Stored data:
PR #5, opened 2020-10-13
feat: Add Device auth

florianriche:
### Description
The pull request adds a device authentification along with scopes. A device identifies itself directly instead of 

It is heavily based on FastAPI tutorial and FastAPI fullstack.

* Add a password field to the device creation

(INSTRUCTIONS FOR THE TASK): What's needed is every entry, returned word for word.

(RESPONSE TO THE EXERCISE):
PR #5, opened 2020-10-13
feat: Add Device auth

florianriche:
### Description
The pull request adds a device authentification along with scopes. A device identifies itself directly instead of 

It is heavily based on FastAPI tutorial and FastAPI fullstack.

* Add a password field to the device creation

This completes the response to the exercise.